In seguito Artioli si
allontana dall’ospedale dopo che è avvenuto l'omicidio, grazie
alla eccessiva distrazione dei poliziotti ausiliari che avrebbero
dovuto sorvegliarlo, per questa fuga, un agente della polizia
ausiliaria partigiana il quale aveva la consegna di piantonare il
recluso, tale Novaro, viene licenziato dal Questore Monarca.
L’ufficiale
Repubblichino si trova allettato al centro di un grande stanzone del
nosocomio savonese al secondo piano, assieme ad altri degenti nel
reparto di oftalmologia, tutti i ricoverati hanno delle bende sugli
occhi e quindi non sono in grado di vedere quello che accade.
Siamo all'11 luglio del
1945, il Capitano ha una medicazione sugli occhi , può solo sentire
e sta chiacchierando con altri ricoverati che occupano i letti
vicini. In quel momento non vi è nessuno del personale sanitario
nello stanzone.
Qualcuno si avvicina
silenziosamente al suo letto, gli punta una pistole al capo,
esattamente alla nuca, a distanza molto ravvicinata e preme il
grilletto. Lo sparo non è assolutamente percepito dagli altri
ricoverati non essendoci stata la detonazione è chiaro che è stata
usata una pistola con il silenziatore. I degenti avvertono che
Lorenza ha smesso improvvisamente di dialogare con loro ma non vi
danno immediata importanza, in seguito affermeranno di aver percepito
solo il rumore del sangue che cola a terra e preoccupati perchè
Lorenza non risponde ai loro richiami, avvisano il personale
sanitario.
L'assassino ha a sua
disposizione una ventina di minuti per allontanarsi dallo stanzone,
scendere le scale sino al piano terra e per uscire dall'ospedale,
magari non dall'ingresso principale ma da uno delle tante uscite
secondarie che danno nel quadrilatero delle strade che circonda il
grande edificio, posto nel centro di Savona, da cui si può andare in
tutte le direzioni.
Interviene il Dott.
Bogliolo affiancato dal collega Gallo Basteris, entrambi si rendono
conto della presenza di un foro di ingresso alla nuca e di uscita
nella regione frontale e capiscono che la morte non è avvenuta per
cause naturali.
Stranamente i poliziotti
ausiliari, all’ingresso dell’ospedale e della corsia, non hanno
notato entrare o uscire nessun sospetto.
Qualcuno, in seguito in
una deposizione verbalizzata, ha affermato che la sorveglianza
esterna sarebbe stata inutile, visto che l’omicida era già
presente all’interno dell’Ospedale San Paolo, dato che ci
lavorava .
Una ipotesi indica
Lorenza come una persona depositaria di alcuni segreti o presunti
tali, egli era stato incaricato dal proprio reparto di gestire e
custodire delle ingenti somme di denaro, la cassa del reparto.
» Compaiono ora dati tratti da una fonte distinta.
PR #2, opened 2024-07-12
Porting channel abstraction

jaehunkim:
Still in draft.
Porting an OOP code to non-OOP language is confusing 😵‍💫

https://www.notion.so/Implement-Channel-Abstraction-a0dad2aef762453783a08a83a3abcac6?pvs=4


src/channel/mod.rs
```diff
@@ -11,4 +18,101 @@ trait Channel {
...
+    }
+
+    fn begin_query_phase(&mut self) {
+        self.get_state_mut().is_query_phase = true;
+    }
+
+    /// Channel statistics related methods
+    fn get_state(&self) -> &ChannelStates;
+    /// XXX : dunno if this is the right approach
+    fn get_state_mut(&mut self) -> &mut ChannelStates;
```
jaehunkim: Expose mutational getter in trait, implement other default methods depending on it

src/channel/annotations.rs
```diff
@@ -0,0 +1,97 @@
...
+    pub fn add_extra_annotation(&mut self, annotation: String) {
+        assert!(
+            self.extra_annotations_enabled,
+            "Cannot add extra annotation when extra annotations are disabled."
+        );
+        // XXX : why add prefix here, while add_annotation doesn't? XD
+        self.extra_annotations.push(format!("{}{}\n", self.annotation_prefix, annotation));
+    }
+
+    pub fn annotate_prover_to_verifier(&mut self, annotation: String, n_bytes: usize) {
```
rot256: Consider introducing an annotation type rather than having everything as String, ala.

```
enum Annotation {
    ProverToVerifier(n_bytes),
    VerifierToProver(..)
}
```

In general: sum types are one of the things which is much less painful in Rust than C++.

src/channel/mod.rs
rot256:
```
get_state(&self)
```

And

```
get_state_mut(&mut self)
```

Could be `AsRef` and `AsMut` implementations: https://doc.rust-lang.org/std/convert/trait.AsRef.html

src/channel/annotations.rs
rot256: This also prevents the need for e.g separate:

`annotate_prover_to_verifier`

And

`annotate_verifier_to_prover`

Methods

src/channel/mod.rs
```diff
@@ -11,4 +18,101 @@ trait Channel {
...
+    /// Only relevant for non-interactive channels. Changes the channel seed to a "safer" seed.
+    /// 
+    /// This function guarantees that randomness fetched from the channel after calling this function
+    /// and before sending data from the prover to the channel, is "safe": A malicious
+    /// prover will have to perform 2^security_bits operations for each attempt to randomize the fetched
+    /// randomness.
+    /// 
+    /// Increases the amount of work a malicious prover needs to perform, in order to fake a proof.
+    #[allow(unused_variables)]
+    fn apply_proof_of_work(&mut self, security_bits: usize) -> Option<()> {
```
rot256: I was thinking about how best to do this.

If the PoW is at the end of the transcript it might make sense for this to take ownership of the channel: it finishes the transcript.

In any case, it should return a `Result<(), SomeErrorType>` :)

rot256: Alternatively, since it is: 

"Only relevant for non-interactive channels"

You could introduce another trait:

```
trait FSChannel: Channel {
    fn apply_proof_of_work(&mut self, security_bits: usize) -> Option<()>;
}
```

That way we know at the type level which code is FS specific.

src/channel/verifier_channel.rs
```diff
@@ -0,0 +1,78 @@
...
+    pub fn receive_commitment_hash(&mut self, annotation: &str) -> Vec<u8> {
+    }
+
+    pub fn recv_felt(&mut self, annotation: &str) -> F {
+    }
+
+    pub fn recv_data(&mut self, num_bytes: usize, annotation: &str) -> Vec<u8> {
+    }
+
+    pub fn dump_extra_annotations<W: Write>(&self, writer: &mut W) -> Result<(), std::io::Error> {
```
rot256: I would suggest separating the access to the struct member from the IO:

```
pub fn get_extra_annotations(&self) -> &[Annotation]
```

src/channel/mod.rs
jaehunkim: Yeah, I also think implementing an additional trait for non-interactive protocols is the best approach. 👍

src/channel/verifier_channel.rs
```diff
@@ -0,0 +1,78 @@
...
+        for annotation in &self.annotations.extra_annotations {
+            writeln!(writer, "{}", annotation)?;
+        }
+        Ok(())
+    }
+
+    pub fn annotate_extra_field_element(&mut self, field_element: F, annotation: &str) {
```
rot256: Again this could be enum variants.

In the stone-prover the analogous method is used twice:

```c++
// Annotate previous FRI layer for fri-proof-splitting.
--
147 | channel_->AnnotateExtraFieldElement(query_results_[j], ElementDecommitAnnotation(query_loc));
148 | // Compute and annotate the x-inv of query j for fri-proof-splitting.
149 | FieldElement x_inv = basis.GetFieldElementAt(query_index).Inverse();
150 | channel_->AnnotateExtraFieldElement(x_inv, "xInv for index " + std::to_string(query_index));
```

So I would introduce enum variants, one for each. The fact that they are "flattened" to a string in the stone-prover is not very readable.

src/channel/verifier_channel.rs
jaehunkim: This has been a habit I've been thinking about for a long- time.
I thought, 'If we're going to allow public access to member variables anyway, isn't it cleaner to access the variable directly rather than creating excessive getters and setters? Especially for small codebase?'
So I intentionally implemented it this way. 

However, I acknowledge that this implementation method can be confusing. 😓 
I'll use getters. 👍

src/channel/verifier_channel.rs
jaehunkim: Great! I strongly agree.
I was only thinking about how to adapt OOP impl. to Rust idioms, but I overlooked the fact that storing annotations as string continuously is a terrible design choice

src/channel/mod.rs
jaehunkim: Choose the first way, as there are already too many inheritances.
Note that there is no implementation for non-FS channels yet, though

src/channel/fs_prover_channel.rs
```diff
@@ -0,0 +1,112 @@
...
+use crate::hashutil::TempHashContainer;
+use ark_ff::Field;
+use std::marker::PhantomData;
+
+use rand_chacha::rand_core::RngCore;
+use rand_chacha::ChaCha20Rng;
+
+pub struct FSProverChannel<F: Field, H: TempHashContainer> {
+    _ph: PhantomData<(F, H)>,
+    prng: ChaCha20Rng,
```
rot256: We need to use the same PRNG as the stone-prover:

The transcript implementation(s) need to be 100% compatible with chose of the stone prover.

In this case the PRNGs used are covered in:

https://github.com/starkware-libs/stone-prover/blob/main/src/starkware/randomness/prng.cc

src/channel/fs_prover_channel.rs
```diff
@@ -0,0 +1,112 @@
...
+        number % upper_bound
+    }
+
+    fn random_field(&mut self) -> Self::Field {
+        assert!(
+            !self.is_query_phase(),
+            "Prover can't receive randomness after query phase has begun."
+        );
+
+        let mut raw_bytes = [0u8; std::mem::size_of::<u64>()];
```
rot256: This is not enough bytes to sample a random field element :)

We also need to have exactly the same behavior as the stone-prover channel(s).

So we need to implement this:

https://github.com/starkware-libs/stone-prover/blob/main/src/starkware/channel/noninteractive_prover_channel.cc#L74

src/channel/fs_prover_channel.rs
rot256: So Blake2s, Keccak256, Poseidon (work-in-progreess)

src/channel/fs_verifier_channel.rs
```diff
@@ -0,0 +1,106 @@
...
+        // TODO
+        Ok(felem)
+    }
+
+    fn recv_bytes(&mut self, n: usize) -> Result<Vec<u8>, anyhow::Error> {
+        assert!(
+            self.proof_read_index + n <= self.proof.len(),
+            "Proof too short."
+        );
+        let raw_bytes = self.proof[self.proof_read_index..self.proof_read_index + n].to_vec();
```
rot256: You need to add these to the transcript.

Additionally, you can turn the proof into an Iterator<Item = u8> or Reader which avoids you having to manually do the indexing:

https://doc.rust-lang.org/stable/std/io/struct.Cursor.html

src/channel/fs_verifier_channel.rs
```diff
@@ -0,0 +1,106 @@
...
+        self.proof_read_index += n;
+        if !self.is_query_phase() {
+            // TODO : Mix seed with bytes
+        }
+        self.increment_byte_count(raw_bytes.len());
+        Ok(raw_bytes)
+    }
+
+    // send random number to prover
+    fn random_number(&mut self, upper_bound: u64) -> u64 {
```
rot256: This seems correctly implemented

src/channel/fs_verifier_channel.rs
```diff
@@ -0,0 +1,106 @@
...
+        assert!(
+            !self.is_query_phase(),
+            "Verifier can't send randomness after query phase has begun."
+        );
+
+        // TODO : change bytes size dynamically
```
rot256: I don't really follow this comment.

src/channel/fs_verifier_channel.rs
```diff
@@ -0,0 +1,106 @@
...
+        number % upper_bound
+    }
+
+    fn random_field(&mut self) -> Self::Field {
+        assert!(
+            !self.is_query_phase(),
+            "Verifier can't send randomness after query phase has begun."
+        );
+
+        let mut raw_bytes = [0u8; std::mem::size_of::<u64>()];
```
rot256: Same deal as the previous "random_field" implementation.

src/hashutil/mod.rs
```diff
@@ -0,0 +1,14 @@
+
+// TODO : Find proper hash libaray
+// Digest? hashes
+pub trait TempHashContainer {
```
rot256: This one maybe:

https://docs.rs/digest/latest/digest/trait.Digest.html

src/channel/mod.rs
```diff
@@ -1,14 +1,89 @@
...
+    }
+}
+
+trait VerifierChannel: Channel {
+    type HashT: TempHashContainer;
+
+    fn recv_commit_hash(&mut self) -> Result<Self::HashT, anyhow::Error> {
+        let bytes = self.recv_bytes(Self::HashT::size())?;
+        let mut hash = Self::HashT::init_empty();
+        hash.update(&bytes);
```
rot256: This is not bound to the transcript hash.

In the stone-prover which method does this correspond to?

src/channel/mod.rs
```diff
@@ -1,14 +1,89 @@
...
+}
+
+trait ProverChannel: Channel {
+    type HashT: TempHashContainer;
+
+    fn send_felts(&mut self, felts: Vec<Self::Field>) -> Result<(), anyhow::Error>;
+
+    fn send_bytes(&mut self, bytes: Vec<u8>) -> Result<(), anyhow::Error>;
+
+    fn send_commit_hash(&mut self, hash: Self::HashT) -> Result<(), anyhow::Error> {
```
rot256: I think you should separate the "Output" type of a hash function from the instance (to which you can e.g. write).

See https://docs.rs/digest/latest/digest/trait.Digest.html for an example:

Digest has an associated type "Output" which you can turn into bytes.
I think this method should take an "Output".

src/hashutil/mod.rs
rot256: Although, it might not fit fully if you also want to capture:

https://github.com/starkware-libs/stone-prover/blob/main/src/starkware/channel/noninteractive_prover_felt_channel.cc

src/hashutil/mod.rs
```diff
@@ -0,0 +1,14 @@
...
+    fn init_empty() -> Self;
```
rot256: If you still find this trait useful, this should probably be a "Default" implementation.

src/hashutil/mod.rs
```diff
@@ -0,0 +1,14 @@
...
+
+    fn init_digest(data: &Vec<u8>) -> Self;
```
rot256: I would get rid of this, or have a default implementation:

```rust
fn digest(data: &[u8]) -> Self {
    let mut hash = Self::default();
    hash.update(data);
    hash
}
```

src/hashutil/mod.rs
```diff
@@ -0,0 +1,14 @@
...
+
+    fn update(&mut self, data: &Vec<u8>);
```
rot256: This should take a slice: `&[u8]`

src/hashutil/mod.rs
```diff
@@ -0,0 +1,14 @@
...
+
+    fn hash(&self) -> Vec<u8>;
```
rot256: This should return an "Output"

src/hashutil/mod.rs
```diff
@@ -0,0 +1,14 @@
...
+
+    fn size() -> usize;
```
rot256: This should be an associated constant on the "Output" type.

src/channel/fs_prover_channel.rs
```diff
@@ -0,0 +1,112 @@
...
+use rand_chacha::ChaCha20Rng;
+
+pub struct FSProverChannel<F: Field, H: TempHashContainer> {
+    _ph: PhantomData<(F, H)>,
+    prng: ChaCha20Rng,
+    proof: Vec<u8>,
+    states: ChannelStates,
+}
+
+impl<F: Field, H: TempHashContainer> AsMut<ChannelStates> for FSProverChannel<F, H> {
```
rot256: Do we need to expose `ChannelStates` at mut? 
Does it need to be changed outside the channel which "owns" it?

src/channel/mod.rs
```diff
@@ -1,14 +1,89 @@
...
+pub mod fs_prover_channel;
+
 use ark_ff::Field;
+use channel_states::ChannelStates;
+use std::convert::{AsMut, AsRef};
+use crate::hashutil::TempHashContainer;
 
 #[allow(dead_code)]
-trait Channel {
+trait Channel: AsRef<ChannelStates> + AsMut<ChannelStates> {
```
rot256: Does it need to be `AsMut`?

src/channel/mod.rs
```diff
@@ -1,14 +1,89 @@
...
+    /// Only relevant for non-interactive channels. Changes the channel seed to a "safer" seed.
+    ///
+    /// This function guarantees that randomness fetched from the channel after calling this function
+    /// and before sending data from the prover to the channel, is "safe": A malicious
+    /// prover will have to perform 2^security_bits operations for each attempt to randomize the fetched
+    /// randomness.
+    ///
+    /// Increases the amount of work a malicious prover needs to perform, in order to fake a proof.
+    #[allow(unused_variables)]
+    fn apply_proof_of_work(&mut self, security_bits: usize) -> Result<(), anyhow::Error> {
```
rot256: I would consider adding a trait which inherits from the channel with this method:


```rust
trait FSChannel: Channel {
    fn apply_proof_of_work(&mut self, security_bits: usize) -> Result<(), anyhow::Error>;
}
```

That way you don't need to have implementations what just error :)

src/channel/mod.rs
```diff
@@ -1,14 +1,89 @@
...
+    fn increment_byte_count(&mut self, n: usize) {
+        AsMut::<ChannelStates>::as_mut(self).byte_count += n;
+    }
+
+    fn increment_commitment_count(&mut self) {
+        AsMut::<ChannelStates>::as_mut(self).commitment_count += 1;
+    }
+
+    fn increment_hash_count(&mut self) {
+        AsMut::<ChannelStates>::as_mut(self).hash_count += 1;
```
rot256: Just do `self.states.increment_hash_count += 1` etc.

`AsMut` and `AsRef` exists to expose members of a struct to the other consumers.

src/channel/mod.rs
```diff
@@ -1,14 +1,89 @@
...
+
+    fn is_query_phase(&self) -> bool {
+        AsRef::<ChannelStates>::as_ref(self).is_query_phase
+    }
+
+    fn begin_query_phase(&mut self) {
+        AsMut::<ChannelStates>::as_mut(self).is_query_phase = true;
+    }
+
+    fn increment_byte_count(&mut self, n: usize) {
```
rot256: Does this need to be part of the trait?

Is the channel not responsible for updating its own state? 
Or does that need to happen externally?

src/channel/fs_prover_channel.rs
jaehunkim: This implementation was created because I wanted to enforce that the `ChannelState` must be included in the struct when implementing the `Channel` trait.

It seems that the problem becomes simpler if I keep the `Channel` trait and `ChannelStatus` trait separate.
No needs to expose `ChannelStates` at mut then.

src/channel/mod.rs
jaehunkim: `ChannelState` has no meaning on its own and only becomes meaningful when it's part of a `Channel`. 
So I tried putting the logic for changing `ChannelState` into the `Channel` trait.

It seems there's no real need to add dependencies between these two traits. 
I've removed all of them and put everything back in its original place.

src/channel/mod.rs
jaehunkim: Answered : https://github.com/zksecurity/pumice/pull/2#discussion_r1684585436

src/randomness/prng.rs
```diff
@@ -0,0 +1,297 @@
+use crate::randomness::hash_chain::HashChain;
+use ark_ff::BigInteger;
+use ark_ff::PrimeField;
+use std::collections::HashSet;
+use std::time::{SystemTime, UNIX_EPOCH};
+use std::vec::Vec;
+
+pub struct Prng {
```
rot256: Should this actually be a trait?

You could then implement `Prng` for `HashChain`.

src/randomness/hash_chain.rs
```diff
@@ -0,0 +1,243 @@
...
+        let hello_world = b"Hello World!";
+        let hash_ch_1 = HashChain::new_with_public_input(hello_world);
+        let hash_ch_2 = HashChain::default();
+
+        assert_ne!(
+            hash_ch_2.get_hash_chain_state(),
+            hash_ch_1.get_hash_chain_state()
+        );
+
+        let exp_hw_hash = [
```
rot256: Where does this constant come from?

src/randomness/prng.rs
```diff
@@ -0,0 +1,297 @@
...
+    pub fn uniform_int_vec(&mut self, min: u64, max: u64, n_elements: usize) -> Vec<u64> {
+        assert!(min <= max, "Invalid interval");
+        let mut return_vec = Vec::with_capacity(n_elements);
+        for _ in 0..n_elements {
+            return_vec.push(self.uniform_int(min, max));
+        }
+        return_vec
+    }
+
+    pub fn uniform_distinct_int_vec(&mut self, min: u64, max: u64, n_elements: usize) -> Vec<u64> {
```
rot256: If you turn this into a trait, you can implement this generically for every implementation of the trait or provide a default implementation on the trait.

src/randomness/prng.rs
```diff
@@ -0,0 +1,297 @@
...
+            let value = self.uniform_int(min, max);
+            if current_set.insert(value) {
+                return_vec.push(value);
+            }
+        }
+        return_vec
+    }
+
+    // XXX : dumb implementation. should reduce calls to uniform_int_vec
+    pub fn uniform_bool_vec(&mut self, n_elements: usize) -> Vec<bool> {
```
rot256: Same deal

src/randomness/prng.rs
```diff
@@ -0,0 +1,297 @@
...
+        // or we can use F::MODULUS_MINUS_ONE_DIV_TWO * 2
+
+        for _ in 0..n_elements {
+            let value = self.uniform_bigint(min, max);
+            return_vec.push(F::from_bigint(value).unwrap());
+        }
+        return_vec
+    }
+
+    pub fn seed_from_system_time() -> [u8; 8] {
```
rot256: When is this used?

src/randomness/prng.rs
```diff
@@ -0,0 +1,297 @@
...
+use ark_ff::PrimeField;
+use std::collections::HashSet;
+use std::time::{SystemTime, UNIX_EPOCH};
+use std::vec::Vec;
+
+pub struct Prng {
+    hash_chain: HashChain,
+}
+
+// TODO : Implement Rng trait
```
rot256: This seems like a good idea, in particular `fill_bytes`

src/randomness/hash_chain.rs
```diff
@@ -0,0 +1,243 @@
...
+        // Serialized counter is in big-endian format.
+        bytes_with_counter[KECCAK256_DIGEST_NUM_BYTES * 2 - 8..]
+            .copy_from_slice(&self.counter.to_be_bytes());
+
+        let mut hasher = Keccak256::new();
+        hasher.update(bytes_with_counter);
+        let result = hasher.finalize();
+        let mut hash_bytes = [0u8; KECCAK256_DIGEST_NUM_BYTES];
+        hash_bytes.copy_from_slice(&result);
+        hash_bytes
```
rot256: Imo, makes sense to update the `counter` here rather than make it the callers responsibility to remember.

src/randomness/hash_chain.rs
```diff
@@ -0,0 +1,243 @@
...
+    }
+
+    fn next_hash(&self) -> [u8; KECCAK256_DIGEST_NUM_BYTES] {
+        // TODO: below code is not efficient, but it works for now
+        let mut bytes_with_counter = [0u8; KECCAK256_DIGEST_NUM_BYTES * 2];
+        bytes_with_counter[..KECCAK256_DIGEST_NUM_BYTES].copy_from_slice(&self.digest);
+
+        // Copy the counter's serialized 64bit onto the MSB end of the buffer (stone-prover PR #875 decision).
+        // Serialized counter is in big-endian format.
+        bytes_with_counter[KECCAK256_DIGEST_NUM_BYTES * 2 - 8..]
```
rot256: Just to check: there is a bunch of zeroes in the middle?

```
Digest || 0x0^(256 - 8) || BigEndian(Counter)
```

src/randomness/hash_chain.rs
rot256: Considering how it is used, maybe have it set:

```
self.spare_bytes.copy_from_slice(&result)
self.num_spare_bytes = KECCAK256_DIGEST_NUM_BYTES
```

src/randomness/hash_chain.rs
```diff
@@ -0,0 +1,243 @@
...
+        hash_bytes.copy_from_slice(&result);
+        Self {
+            digest: hash_bytes,
+            spare_bytes: [0u8; KECCAK256_DIGEST_NUM_BYTES * 2],
+            num_spare_bytes: 0,
+            counter: 0,
+        }
+    }
+
+    pub fn reseed(&mut self, public_input: &[u8]) {
```
rot256: I would consider removing this and just using the constructor above to simplify the interface.

src/randomness/hash_chain.rs
```diff
@@ -0,0 +1,243 @@
...
+        let big_int = U256::from_be_bytes(self.digest).add(U256::from(seed_increment));
+
+        // Serialize the incremented big_int back into the mixed_bytes
+        mixed_bytes[..KECCAK256_DIGEST_NUM_BYTES].copy_from_slice(&big_int.to_be_bytes());
+
+        // Copy the raw_bytes into the mixed_bytes
+        mixed_bytes[KECCAK256_DIGEST_NUM_BYTES..].copy_from_slice(raw_bytes);
+
+        // Hash the mixed_bytes to update the digest
+        let mut hasher = Keccak256::new();
```
rot256: We are doing this a lot:

```
let mut hasher = Keccak256::new();
hasher.update(&mixed_bytes);
let result = hasher.finalize();
self.digest.copy_from_slice(&result);
```

Maybe define:

```
#[inline(always)]
fn keccak256(bytes: &[u8]) -> [u8; KECCAK256_DIGEST_NUM_BYTES] {
  let mut hasher = Keccak256::new();
  hasher.update(&bytes);
  hasher.finalize().into()
}
```

src/randomness/hash_chain.rs
```diff
@@ -0,0 +1,243 @@
...
+        hasher.update(&mixed_bytes);
+        let result = hasher.finalize();
+        self.digest.copy_from_slice(&result);
+
+        self.num_spare_bytes = 0;
+        self.counter = 0;
+    }
+
+    pub fn get_hash_chain_state(&self) -> &[u8; KECCAK256_DIGEST_NUM_BYTES] {
```
rot256: Do we need to expose this? Is it only used in tests?

src/randomness/hash_chain.rs
```diff
@@ -0,0 +1,243 @@
...
+        let mut mixed_bytes = vec![0u8; KECCAK256_DIGEST_NUM_BYTES + raw_bytes.len()];
+
+        // Deserialize the current digest into a u64 array
+        let big_int = U256::from_be_bytes(self.digest).add(U256::from(seed_increment));
+
+        // Serialize the incremented big_int back into the mixed_bytes
+        mixed_bytes[..KECCAK256_DIGEST_NUM_BYTES].copy_from_slice(&big_int.to_be_bytes());
+
+        // Copy the raw_bytes into the mixed_bytes
+        mixed_bytes[KECCAK256_DIGEST_NUM_BYTES..].copy_from_slice(raw_bytes);
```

Questi
valori dovevano partire assieme alla colonna repubblichina in
ritirata da Savona in direzione di Altare e poi per proseguire sino
a Valenza Po, ma non arrivarono mai a destinazione, ad un posto di
blocco partigiano, poco prima dell’abitato di Altare, il prezioso
carico sparì.
Forse Lorenza vide chi
aveva “confiscato” il bottino, oppure aveva barattato la propria
libertà ed incolumità consegnando il tesoretto.
Lorenza assieme a Wingler
aveva fatto parte dell'U.P.I. i servizi informativi e aveva fatto
parte delle B.B.N.N. ( Brigate Nere) in provincia di Savona, pertanto
era a conoscenza dei nomi e dei ruoli di molti doppiogiochisti che
erano presenti su diversi tavoli, perseguendo il proprio tornaconto
personale.
A qualche anno dalla fine
della guerra civile e quindi dei regolamenti di conti, un gruppo di
persone fu fermato ed identificato dai Carabinieri di Savona, mentre
stava sbancando, con attrezzi adeguati e con grande lena, un punto
preciso della rotabile che porta a Cadibona, quasi come se cercassero
un tesoro.
Quella rotabile l’aveva
a suo tempo percorsa, anche Il Capitano Lorenza con la colonna in
ritirata, lungo la quale era sparita la cassa del reparto. I
carabinieri identificarono le persone come ex partigiani e come ex
repubblichini, il denaro a volte unisce persone diverse tra loro. Le
indagini sull'omicidio di Lorenza non portarono a nulla, tranne che a
sparare era stata una pistola con silenziatore.